In the first iteration, shape references a Circle object. Therefore, the display(), getArea(), and getPerimeter() methods of the Circle class are executed. The loop then moves to the second iteration, where shape now references a Rectangle object. This time, the display(), getArea(), and getPerimeter() methods of the Rectangle class are called. Finally, in the third iteration, shapereferences another Circle object, and once again, the methods specific to the Circle class are executed.
This dynamic method dispatch, where the method executed is determined at runtime based on the actual object type, is a hallmark of polymorphism. The same method call can result in different behaviours depending on the object type. This makes the code more flexible and reusable and simplifies the process of extending the system with new types of shapes that adhere to the Shape design contract.
This idea of a design contract is explored further in the next section.
Abstract Classes and Design Contracts
Design contracts in OOP are agreements that define how classes should interact with each other. Abstract classes often serve as design contracts and blueprints for other classes specifying methods that subclasses must implement. This ensures all subclasses adhere to a consistent interface, facilitating polymorphism and code reuse.
Specifically, a design contract can be defined as a set of abstract methods in an abstract class that all subclasses must fulfil. This contract guarantees that certain methods will be consistently available among various subclasses, allowing other system parts to interact with these subclasses predictably. For example, a ShapeDrawer class might rely on the previous Shape contract to draw any shape:
public class ShapeDrawer {
public static void drawShape(Shape shape) {
shape.display();
System.out.println("Area: " + shape.getArea());
System.out.println("Perimeter: " + shape.getPerimeter());
}
}
Here, ShapeDrawer can draw any shape that adheres to the Shape contract, regardless of the specific type of shape. As also highlighted earlier, the same ShapeDrawer system would work seamlessly without needing modification even if new geometric shapes—that follow the Shape contract—are added to the system.
Conclusion
Polymorphism, abstract classes, design contracts, and method overriding are fundamental concepts in OOP that enable the creation of flexible, reusable, and maintainable code. By understanding and applying these concepts, developers can design robust and adaptable systems capable of evolving with changing requirements.

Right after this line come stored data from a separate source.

PR #2964, opened 2026-02-12
chore(dependencies): bump transformers v5

imstevenpmwork:
## Type / Scope

- **Type**: Chore | Dependencies | Refactor | CI
- **Scope**: Mostly policy code

## Summary / Motivation

- This makes the necessary changes to depend on `transformers>5.3.0`, consolidating on using a unique transformers version across all the policies that depend on it.

## Related issues

- Fixes / Closes: All the issues liked to the PR.
- Related: By doing this, we are also resolving the issue with the slow CI due to `uv` taking extended time to resolve the dependency tree (given that we had different transformers versions)

## What changed

- `pyproject.toml` now consolidates a consistent set of dependencies for all policies.
- Several fixes and improvements were included into the pi0 family as having a clear dependency tree allowed us to better test it and compare it to the original implementation.
- The base models in the HF Hub have been updated, tagging the previous versions to `v0.4` to avoid breaking current workflows (if the model is affected).
- When using the pi0 family policies after this PR, users will have to fine-tune again.

* `pytest -qvs tests/`
* We also unblock some of our tests to be run in the CI that previously required accessing the Gated Models in the Hub. Increasing our testing surface in policies. This test mostly related to checking the logins of each policy to make sure no regression is introduced.
* Full tests CI run: https://github.com/huggingface/lerobot/actions/runs/22686669266
* E2E tests were also performed for LIBERO + making the checkpoint available for reproducibility. 

- [x] Documentation updated
- [x] CI is green

## Reviewer notes

Future work include:
- Tighter integration with transformers v5, when it comes to models & infrastructure
- Improve Pi0 performance
- Re-enable the test related to `resnet10`

### DIFF
--- a/tests/policies/pi0_fast/test_pi0_fast_original_vs_lerobot.py
+++ b/tests/policies/pi0_fast/test_pi0_fast_original_vs_lerobot.py
@@ -49,7 +49,7 @@ IMAGE_HEIGHT = 224
 IMAGE_WIDTH = 224
 NUM_VIEWS = 2  # Number of camera views
 DEVICE = "cuda"
-MODEL_PATH_LEROBOT = "jadechoghari/pi0fast-base"
+MODEL_PATH_LEROBOT = "lerobot/pi0fast-base"
 
 # Expected action token shape: (batch_size, max_decoding_steps)
 EXPECTED_ACTION_TOKENS_SHAPE = (1, 2)
--- a/src/lerobot/datasets/aggregate.py
+++ b/src/lerobot/datasets/aggregate.py
@@ -289,7 +289,9 @@ def aggregate_datasets(
 
     logging.info("Find all tasks")
     unique_tasks = pd.concat([m.tasks for m in all_metadata]).index.unique()
-    dst_meta.tasks = pd.DataFrame({"task_index": range(len(unique_tasks))}, index=unique_tasks)
+    dst_meta.tasks = pd.DataFrame(
+        {"task_index": range(len(unique_tasks))}, index=pd.Index(unique_tasks, name="task")
+    )
 
     meta_idx = {"chunk": 0, "file": 0}
     data_idx = {"chunk": 0, "file": 0}
--- a/src/lerobot/datasets/dataset_tools.py
+++ b/src/lerobot/datasets/dataset_tools.py
@@ -1475,7 +1475,9 @@ def modify_tasks(
 
     # Collect all unique tasks and create new task mapping
     unique_tasks = sorted(set(episode_to_task.values()))
-    new_task_df = pd.DataFrame({"task_index": list(range(len(unique_tasks)))}, index=unique_tasks)
+    new_task_df = pd.DataFrame(
+        {"task_index": list(range(len(unique_tasks)))}, index=pd.Index(unique_tasks, name="task")
+    )
     task_to_index = {task: idx for idx, task in enumerate(unique_tasks)}
 
     logging.info(f"Modifying tasks in {dataset.repo_id}")
--- a/src/lerobot/datasets/lerobot_dataset.py
+++ b/src/lerobot/datasets/lerobot_dataset.py
@@ -314,7 +314,7 @@ class LeRobotDatasetMetadata:
         if self.tasks is None:
             new_tasks = tasks
             task_indices = range(len(tasks))
-            self.tasks = pd.DataFrame({"task_index": task_indices}, index=tasks)
+            self.tasks = pd.DataFrame({"task_index": task_indices}, index=pd.Index(tasks, name="task"))
         else:
             new_tasks = [task for task in tasks if task not in self.tasks.index]
             new_task_indices = range(len(self.tasks), len(self.tasks) + len(new_tasks))
--- a/src/lerobot/datasets/utils.py
+++ b/src/lerobot/datasets/utils.py
@@ -341,6 +341,7 @@ def write_tasks(tasks: pandas.DataFrame, local_dir: Path) -> None:
 
 def load_tasks(local_dir: Path) -> pandas.DataFrame:
     tasks = pd.read_parquet(local_dir / DEFAULT_TASKS_PATH)
+    tasks.index.name = "task"
     return tasks
 
 
--- a/src/lerobot/datasets/v30/convert_dataset_v21_to_v30.py
+++ b/src/lerobot/datasets/v30/convert_dataset_v21_to_v30.py
@@ -108,7 +108,7 @@ episodes.jsonl
 {"episode_index": 1, "tasks": ["Put the blue block in the green bowl"], "length": 266}
 
 NEW
-meta/episodes/chunk-000/episodes_000.parquet
+meta/episodes/chunk-000/file_000.parquet
 episode_index | video_chunk_index | video_file_index | data_chunk_index | data_file_index | tasks | length
 -------------------------
 OLD
@@ -116,15 +116,16 @@ tasks.jsonl
 {"task_index": 1, "task": "Put the blue block in the green bowl"}
 
 NEW
-meta/tasks/chunk-000/file_000.parquet
+meta/tasks.parquet
 task_index | task
 -------------------------
 OLD
 episodes_stats.jsonl
+{"episode_index": 1, "stats": {"feature_name": {"min": ..., "max": ..., "mean": ..., "std": ..., "count": ...}}}
 
 NEW
-meta/episodes_stats/chunk-000/file_000.parquet
-episode_index | mean | std | min | max
+meta/episodes/chunk-000/file_000.parquet
+episode_index | feature_name/min | feature_name/max | feature_name/mean | feature_name/std | feature_name/count
 -------------------------
 UPDATE
 meta/info.json
@@ -173,7 +174,7 @@ def convert_tasks(root, new_root):
     tasks, _ = legacy_load_tasks(root)
     task_indices = tasks.keys()
     task_strings = tasks.values()
-    df_tasks = pd.DataFrame({"task_index": task_indices}, index=task_strings)
+    df_tasks = pd.DataFrame({"task_index": task_indices}, index=pd.Index(task_strings, name="task"))
     write_tasks(df_tasks, new_root)
 
 
--- a/src/lerobot/policies/wall_x/configuration_wall_x.py
+++ b/src/lerobot/policies/wall_x/configuration_wall_x.py
@@ -55,7 +55,7 @@ class WallXConfig(PreTrainedConfig):
     pretrained_name_or_path: str = "x-square-robot/wall-oss-flow"
 
     # Tokenizer settings
-    action_tokenizer_path: str | None = "physical-intelligence/fast"
+    action_tokenizer_path: str | None = "lerobot/fast-action-tokenizer"
 
     # Action prediction mode: "diffusion" or "fast"
     prediction_mode: str = "diffusion"
--- a/tests/fixtures/dataset_factories.py
+++ b/tests/fixtures/dataset_factories.py
@@ -222,7 +222,7 @@ def tasks_factory():
     def _create_tasks(total_tasks: int = 3) -> pd.DataFrame:
         ids = list(range(total_tasks))
         tasks = [f"Perform action {i}." for i in ids]
-        df = pd.DataFrame({"task_index": ids}, index=tasks)
+        df = pd.DataFrame({"task_index": ids}, index=pd.Index(tasks, name="task"))
         return df
 
     return _create_tasks


src/lerobot/policies/pi0/modeling_pi0.py
```diff
@@ -59,6 +59,12 @@ class ActionSelectKwargs(TypedDict, total=False):
     execution_horizon: int | None
 
 
+def _gated_residual(residual: torch.Tensor, hidden_states: torch.Tensor, gate: torch.Tensor) -> torch.Tensor:
```
imstevenpmwork: This was originally a private function in the custom transformers fork. Ported locally to remove the fork dependency.

src/lerobot/policies/pi0/modeling_pi0.py
```diff
@@ -217,18 +223,53 @@ def resize_with_pad_torch(  # see openpi `resize_with_pad_torch` (exact copy)
     return padded_images
 
 
+class AdaRMSNorm(nn.Module):
```
imstevenpmwork: This replaces the custom fork's modified GemmaRMSNorm that accepted a `cond` parameter.

pyproject.toml
```diff
@@ -146,7 +146,7 @@ groot = [
     "ninja>=1.11.1,<2.0.0",
     "flash-attn>=2.5.9,<3.0.0 ; sys_platform != 'darwin'"
 ]
-sarm = ["lerobot[transformers-dep]", "faker>=33.0.0,<35.0.0", "matplotlib>=3.10.3,<4.0.0", "qwen-vl-utils>=0.0.14,<0.1.0"]
+sarm = ["lerobot[transformers-dep]", "faker>=33.0.0,<35.0.0", "matplotlib>=3.10.3,<4.0.0", "qwen-vl-utils>=0.0.11,<0.1.0"]
```
imstevenpmwork: Changing this so `all` tag can include all policy tags. But yet to be tested if we can actually downgrade the minimum version

pyproject.toml
```diff
@@ -127,13 +127,13 @@ phone = ["hebi-py>=2.8.0,<2.12.0", "teleop>=0.1.0,<0.2.0", "fastapi<1.0"]
...
-    "torchdiffeq==0.2.5",
-    "qwen_vl_utils==0.0.11"
+    "lerobot[transformers-dep]",
+    "peft>=0.18.0,<1.0.0",
+    "scipy==1.15.3", # TODO: Relax version
+    "torchdiffeq==0.2.5", # TODO: Relax version
+    "qwen-vl-utils==0.0.11" # TODO: Relax version
 ]
-pi = ["transformers @ git+https://github.com/huggingface/transformers.git@fix/lerobot_openpi", "scipy>=1.10.1,<1.15"]
+pi = ["lerobot[transformers-dep]", "scipy==1.15.3"] # TODO: Relax scipy version
```
imstevenpmwork: For now pinning `scipy` version to the same one used in the `wallx` tag (which is higher). Yet to be tested if this is possible, but ideally this shouldn't be pinned in any tag.

tests/policies/hilserl/test_modeling_classifier.py
```diff
@@ -37,6 +38,9 @@ def test_classifier_output():
 
 
 @require_package("transformers")
+@pytest.mark.skip(
```
imstevenpmwork, line 41: The custom `helper2424/resnet10` model on the Hub doesn't call `self.post_init()` in its `__init__`, which is required by transformers v5 to set `all_tied_weights_keys`. The `from_pretrained` call fails when it tries to access this attribute during `_finalize_model_loading`.

src/lerobot/policies/xvla/configuration_florence2.py
```diff
@@ -276,6 +276,8 @@ def __init__(
         )
 
         # ensure backward compatibility for BART CNN models
+        if not hasattr(self, "forced_bos_token_id"):
+            self.forced_bos_token_id = None
```
imstevenpmwork, line 280: In transformers v5, `PretrainedConfig.__init__()` no longer sets `forced_bos_token_id` as a default attribute (generation params moved to `GenerationConfig`). The vendored Florence2LanguageConfig accessed `self.forced_bos_token_id` after `super().__init__()` but it was never set.

src/lerobot/policies/pi05/modeling_pi05.py
```diff
@@ -215,18 +220,53 @@ def resize_with_pad_torch(  # see openpi `resize_with_pad_torch` (exact copy)
     return padded_images
 
 
+class AdaRMSNorm(nn.Module):
```
jadechoghari: Do you use this class somewhere in the code? other than the type annotations?

src/lerobot/policies/pi0/modeling_pi0.py
```diff
@@ -217,18 +222,53 @@ def resize_with_pad_torch(  # see openpi `resize_with_pad_torch` (exact copy)
...
-    models = [paligemma.language_model, gemma_expert.model]
+    models = [paligemma.model.language_model, gemma_expert.model]
     query_states = []
     key_states = []
     value_states = []
     gates = []
     for i, hidden_states in enumerate(inputs_embeds):
         layer = models[i].layers[layer_idx]
-        hidden_states, gate = layer.input_layernorm(hidden_states, cond=adarms_cond[i])  # noqa: PLW2901
+        if isinstance(layer.input_layernorm, AdaRMSNorm):
```
jadechoghari: In the new version of transformer v5, this is always false since the pinned version contain the new special layer norm AdaRMSNorm in gemma we need.
We should probably do:
```python
self.input_layernorm = GemmaRMSNorm(config.hidden_size, eps=config.rms_norm_eps, cond_dim=cond_dim)
```
And remove this conditional check

src/lerobot/policies/pi0/modeling_pi0.py
```diff
@@ -277,15 +317,19 @@ def compute_layer_complete(
...
         # first residual
-        out_emb = modeling_gemma._gated_residual(hidden_states, out_emb, gates[i])  # noqa: SLF001
+        out_emb = _gated_residual(hidden_states, out_emb, gates[i])  # noqa: SLF001
         after_first_residual = out_emb.clone()
-        out_emb, gate = layer.post_attention_layernorm(out_emb, cond=adarms_cond[i])
+        if isinstance(layer.post_attention_layernorm, AdaRMSNorm):
+            out_emb, gate = layer.post_attention_layernorm(out_emb, cond=adarms_cond[i])
+        else:
+            out_emb = layer.post_attention_layernorm(out_emb)
+            gate = torch.ones(out_emb.shape[:-1], dtype=out_emb.dtype, device=out_emb.device)
```
jadechoghari: Same thing her,e we should remove this conditional check and do
```python
self.post_attention_layernorm = GemmaRMSNorm(config.hidden_size, eps=config.rms_norm_eps, cond_dim=cond_dim)
```
the post-attention layernorm is a modified version and differs from the current Gemma implementation.

src/lerobot/policies/pi0/modeling_pi0.py
```diff
@@ -217,18 +222,53 @@ def resize_with_pad_torch(  # see openpi `resize_with_pad_torch` (exact copy)
     return padded_images
 
 
+class AdaRMSNorm(nn.Module):
```
pkooij: Only Pi0.5 uses AdaRMSNorm, so maybe we can just exclude it entirely in pi0? See `use_adarms`

src/lerobot/policies/pi0/modeling_pi0.py
imstevenpmwork: Addressed in: https://github.com/huggingface/lerobot/pull/2967

src/lerobot/policies/pi0/modeling_pi0.py
imstevenpmwork: Addressed in: https://github.com/huggingface/lerobot/pull/2967

src/lerobot/policies/pi0/modeling_pi0.py
imstevenpmwork: Addressed in: https://github.com/huggingface/lerobot/pull/2967

tests/policies/pi0_fast/test_pi0_fast_original_vs_lerobot.py
```diff
@@ -54,19 +54,19 @@
 IMAGE_WIDTH = 224
 NUM_VIEWS = 2  # Number of camera views
 DEVICE = "cuda" if torch.cuda.is_available() else "cpu"
-MODEL_PATH_LEROBOT = "lerobot/pi0fast-base"
+MODEL_PATH_LEROBOT = "jadechoghari/pi0fast-base"
```
jadechoghari: before merging, we should update pifast base in lerobot and undo this

pyproject.toml
```diff
@@ -129,13 +129,13 @@ phone = ["hebi-py>=2.8.0,<2.12.0", "teleop>=0.1.0,<0.2.0", "fastapi<1.0"]
...
-    "transformers==4.49.0",
-    "peft==0.17.1",
-    "scipy==1.15.3",
-    "torchdiffeq==0.2.5",
-    "qwen_vl_utils==0.0.11"
+    "lerobot[transformers-dep]",
+    "peft>=0.18.0,<1.0.0",
+    "scipy==1.15.3", # TODO: Relax version
+    "torchdiffeq==0.2.5", # TODO: Relax version
+    "qwen-vl-utils==0.0.11" # TODO: Relax version
```
imstevenpmwork: Can these versions be relaxed? @pkooij

pyproject.toml
imstevenpmwork: @pkooij Would this pose an issue ?

pyproject.toml
imstevenpmwork: @pkooij would this pose an issue ? Ideally we should relax this dep

pyproject.toml
pkooij: no I don't think so

pyproject.toml
pkooij: hard to know for sure, only by running tests

pyproject.toml
pkooij: See anwsers above

pyproject.toml
jadechoghari: imo it makes sense to train/eval on one of our simulation benchmarks to get the answer

pyproject.toml
imstevenpmwork: Addressed in: https://github.com/huggingface/lerobot/pull/3034

pyproject.toml
imstevenpmwork: Addressed in: https://github.com/huggingface/lerobot/pull/3034

pyproject.toml
imstevenpmwork: Addressed in: https://github.com/huggingface/lerobot/pull/3034

imstevenpmwork:
Today's Full CI: https://github.com/huggingface/lerobot/actions/runs/22455225460

imstevenpmwork:
Today's CI Full Test results: https://github.com/huggingface/lerobot/actions/runs/22589307815
The only error should be related to: https://github.com/huggingface/lerobot/pull/3050

imstevenpmwork:
Transformers has release the patch release that was blocking our CI, now that we have updated it our Full CI test from today should all be green: https://github.com/huggingface/lerobot/actions/runs/22686669266

tests/policies/hilserl/test_modeling_classifier.py
imstevenpmwork: @helper2424 Just notifying you that your models might need some update after transformers v5 lands on `main` (soon)

tests/policies/pi0_fast/test_pi0_fast_original_vs_lerobot.py
imstevenpmwork: Addressed in commit: https://github.com/huggingface/lerobot/pull/2964/changes/ab7dcc2f792319d720d190c23d713ca2b2d9fa96

pkooij (dismissed):
Let go

jadechoghari (approved):
This was a great effort, super happy to see the Transformers v5 upgrade land after all the work here. LGTM 🎉
We've updated all our LeRobot checkpoints to reflect the upgraded changes. The affected checkpoints are now labeled with an extra v0.4. If a checkpoint does not have this label, then the model is not affected by this upgrade. If you trained on pi0 / pi0fast / pi05, you will likely need to fine-tune again for transformers v5, as we changed some part of the processing/modeling (for better reproducibility!!)

What's left for the next patch:
- add weight tying instead of manual tying

Our evaluation was conducted on the Libero benchmark. We provide the following checkpoint trained on Libero for you to try with this upgrade:
Pi0Fast: https://huggingface.co/lerobot/pi0fast-libero
Pi05: https://huggingface.co/lerobot/pi05-libero

src/lerobot/policies/pi05/modeling_pi05.py
```diff
@@ -880,6 +887,7 @@ def denoise_step(
         full_att_2d_masks_4d = self._prepare_attention_masks_4d(full_att_2d_masks)
         self.paligemma_with_expert.gemma_expert.model.config._attn_implementation = "eager"  # noqa: SLF001
 
+        past_key_values = copy.deepcopy(past_key_values)
```
mgehre-amd, line 890: @imstevenpmwork 
This seems to negatively affect performance by causing a graph break in torch.compile. Why is the deepcopy needed here? The only use is in `paligemma_with_expert.forward` where we pass `use_cache=False`, which should keep the cache from being modified.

Polymorphism allows for dynamic method invocation, enabling objects of different subclasses to be treated as instances of a common superclass. This flexibility is crucial for building systems that can handle new requirements and changes with minimal impact on existing code. By treating different subclass objects uniformly through a common interface, polymorphism enhances the overall maintainability and scalability of the software.
Abstract classes and design contracts ensure that subclasses adhere to a consistent interface, promoting code reuse and reducing duplication. Method overriding allows subclasses to provide specific implementations for inherited methods, tailoring behaviour to meet specific needs.
Embracing these principles helps create functional, elegant, and sustainable software in the long term.